*** DATA EXTRACTS Section Begins ***
PR #267, opened 2020-11-04
feat: adjust multimodal encoder

bwanglzu:
1. Change TIRGMultimodalEncoder to make it work.
2. Add instance level tests for TIRGEncoder and TIRGMultiModalEncoer.

I'll add batch level test soon.


multimodal-search-tirg/TirgMultimodalEncoder /__init__.py
```diff
@@ -52,25 +53,24 @@ def _get_features(self, data):
...
         text_features = self.model.extract_text_feature(textual_data)
-        
-        return self.model.compose_img_text_features(img_features, text_feature)
+
+        return self.model.compose_img_text_features(img_features, text_features)
 
     @batching
     @as_ndarray
-    def encode(self, *data: 'np.ndarray', args, **kwargs) -> 'np.ndarray':
+    def encode(self, data: list, *args, **kwargs) -> 'np.ndarray':
```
*** DATA EXTRACTS Section Ends ***
Given the entries above, say how many lines include the word "args", and write nothing besides the number.

2